Oil Majors Brace for OPEC Deal

The country's oil companies appear to have come to terms with the possibility of a government-mandated production cut if Russia agrees to help OPEC lower world supply at the cartel's summit on Wednesday.

Deputy Prime Minister Igor Sechin, who oversees the country's energy sector, will lead a 20-member delegation to Oran, Algeria, to take part in the summit, where the cartel is likely to agree on a production cut of 2 million barrels per day to help raise prices to a "fair" level.

Moscow might take coordinated action with the Organization of the Petroleum Exporting Countries following a call from the 13-member group for cooperation from Russia, Norway and Mexico after a November cut of 1.5 million barrels a day failed to halt the slide in prices.

OPEC accounts for 42 percent of global oil supply, compared to 12 percent on the part of Russia.

Of the country's top five producers, LUKoil has already expressed support for a joint reduction with OPEC, while three others — Rosneft, TNK-BP and Gazprom Neft — have indicated they would comply with a government decision to that effect.

A Surgutneftegaz spokeswoman declined to comment on the issue Tuesday.

With oil production projected to fall this year and continue the downward trend next year, it remains to be seen whether Russia would agree to cuts on top of the already falling output.

LUKoil vice president Leonid Fedun estimated in October that national crude output could fall by as much as 1.5 percent next year. OPEC is seeking a cut from Russia of 2 percent to 3 percent, LUKoil chief Vagit Alekperov said Monday.

The company, the country's No. 2 crude producer, embraced the idea of cuts despite the fact that it has bucked the national trend by planning a production increase of at least 1 percent for next year. LUKoil spokesman Dmitry Dolgov said that, in the event a deal is struck with OPEC, companies should cut their output relative to their current capacities.

"Our company believes that it's better to sell less oil at a higher price than to sell more at a lower price," Dolgov said Tuesday when asked about LUKoil's support for the cuts.

TNK-BP, the country's third largest producer, said the company wasn't taking sides on the question of cooperation with OPEC, but would comply with any government orders on production cuts, said company vice president Peter Henshaw.

"I don't think we are lobbying either way," Henshaw said. "If the government made the decision, we would do our best to follow the line."

For Gazprom Neft, the country's fifth largest producer, a slide in output is inevitable next year, with or without OPEC, the company said.

"It's necessary to reduce production because prices are falling and it is becoming unprofitable to produce and refine as much," said spokeswoman Natalya Vyalkina.

Peter O'Brien, chief financial officer of Rosneft, the state-owned industry champion, said Monday that the company would react "constructively" to government orders to trim output. At the same time, Rosneft had no plans to reduce output from this year's level, he said.

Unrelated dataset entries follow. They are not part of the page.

PR #492, opened 2024-12-02
Clarify Low Power Disarm option

Agilulfo:
- Document how the lowest power lever is picked


docs/wiki/configurator/vtx-tab.md
```diff
@@ -25,7 +25,7 @@ It is important to have VTX Telemetry (SmartAudio or Tramp) enabled in the Ports
...
-| **Low Power Disarm**         | When enabled, the VTX uses the lowest available power when disarmed (except if a failsafe has occurred).<li>**On** - Go to lowest power possible when disarmed</li><li>**Off** - Always on the set power level</li><li>**On until first arm** - Stay on the lowest power possible until the first time the quad is armed, then go to the set power and stay there indefinitely</li> |
+| **Low Power Disarm**         | When enabled, the VTX uses the lowest available power when disarmed (except if a failsafe has occurred).<li>**On** - Go to lowest power possible when disarmed</li><li>**Off** - Always on the set power level</li><li>**On until first arm** - Stay on the lowest power possible until the first time the quad is armed, then go to the set power and stay there indefinitely</li> Note: The lowest power level is assumed to be the first defined in the power levels list.|
```
Agilulfo, line 28: This seems to me to be the current behavior. Would love somebody to confirm.
It was very confusing for me because in my quad for some reason the manufacturer configured the PIT mode as last in the power levels list.
so to get the quad start in PIT level I had to reorder the levels.

Agilulfo:
Please let me know if it is first necessary to create an issue.

docs/wiki/configurator/vtx-tab.md
```diff
@@ -25,7 +25,7 @@ It is important to have VTX Telemetry (SmartAudio or Tramp) enabled in the Ports
...
 | **Pit Mode**                 | When enabled, the VTX enters in a very low power mode to let the quad be on at the bench without disturbing other pilots. Usually the range of this mode is less than 5m.<br/>NOTE: Some protocols, like SmartAudio, can't enable Pit Mode via software after power-up.                                                                                                             |
 | **Pit Mode frequency**       | Select the frequency to use in Pit Mode.                                                                                                                                                                                                                                                                                                                                            |
```
Agilulfo, line 27: Maybe it sounds obvious but thinking to add a "Note" here too to say that 0 means to stay in the current frequency

docs/wiki/configurator/vtx-tab.md
```diff
@@ -25,7 +25,7 @@ It is important to have VTX Telemetry (SmartAudio or Tramp) enabled in the Ports
 | **Power**                    | Select the power level to use.                                                                                                                                                                                                                                                                                                                                                      |
 | **Pit Mode**                 | When enabled, the VTX enters in a very low power mode to let the quad be on at the bench without disturbing other pilots. Usually the range of this mode is less than 5m.<br/>NOTE: Some protocols, like SmartAudio, can't enable Pit Mode via software after power-up.                                                                                                             |
```
Agilulfo, line 26: it is unclear here what are the implications of the Note in here.

- does it mean I cannot enable pit mode from the configurator if I use SmartAudio?
- how do I enable PitMode to be on when I power my craft?

nerdCopter: - correct, SmartAudio cannot enable pitmode via configurator.
- i suppose it depends on what hardware you have.  maybe smart-audio does not have true pirmode, but rather only a lowest setting -- i am unsure and defer to some racers to answer.  @limonspb ?

docs/wiki/configurator/vtx-tab.md
nerdCopter: seems logical.
additionally, manufacturers often do things incorrectly.

Agilulfo: I'm also experiencing an issue with this feature that works only partially. 
If I use the "on until first arm" option the quad start with the lowest power  as expected but it does not change automatically for the predefined value. 
Once disarmed I can manually change the power (e.g. via switch) but the change does not happen automatically.

I remember I've read somewhere that this feature works only with some VTXs but I have not yet found evidence of this in the issue list of this repo.
I'll open a bug report but if this turns out to be a known issue then I think it is worth to document it here.

docs/wiki/configurator/vtx-tab.md
nerdCopter: i'm unsure that this is correct.  looking at some old code (BF 3.5, 4.0), pitmode 0 defined as setting "out-of-range"; however, maybe this is true for modern VTX tables. i am unsure.

docs/wiki/configurator/vtx-tab.md
nerdCopter: i do not think low_power_disarm should be used when using vtx power on a switch. the options should probably be used mutually exclusive.

Agilulfo: I've just tested it.
I've removed the vtx commands that allowed me to change the power with my switch but low_power_disarm set to "on until first arm" is still staying at the lowest power.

Sechin, who is also chairman of Rosneft, will be joined in Algeria by Energy Minister Sergei Shmatko and the heads of some of the country's largest oil producers, including LUKoil's Alekperov and Gazprom Neft chief Alexander Dyukov, the companies said.

The Energy Ministry issued a vague statement Tuesday ahead of the OPEC meeting, saying the cartel was considering Russia's proposal to sign a memorandum on "systemic interaction" and the exchange of information.

Ivan Mazalov, director for oil and gas at Prosperity Capital Management, an investment company, said he doubted the government would actually order producing wells to be shut down. Officials could offer OPEC cuts equal to a contraction that is bound to occur next year anyway, as companies are planning less investment, he said.

On Monday, OPEC President Chakib Khelil said that a "fair price" for oil should be around $70 to $80 per barrel — below which a number of OPEC members begin losing money.

London Brent crude gained 55 cents Tuesday, to close at $45.15.

Among OPEC nonmembers, Russia appears to be the only country ready to announce cuts in cooperation with the cartel. Khelil said Monday that Mexico doesn't need to join in any concerted action, as its output is already falling.

Norway, meanwhile, said last week that it had no plans to lower output.

Sandrine Toerstad, head of market analysis for StatoilHydro, Norway's largest oil and gas company, said Monday that "prices are too high for Norway to cut."

Production costs on the Norwegian continental shelf are roughly $15 a barrel, he said.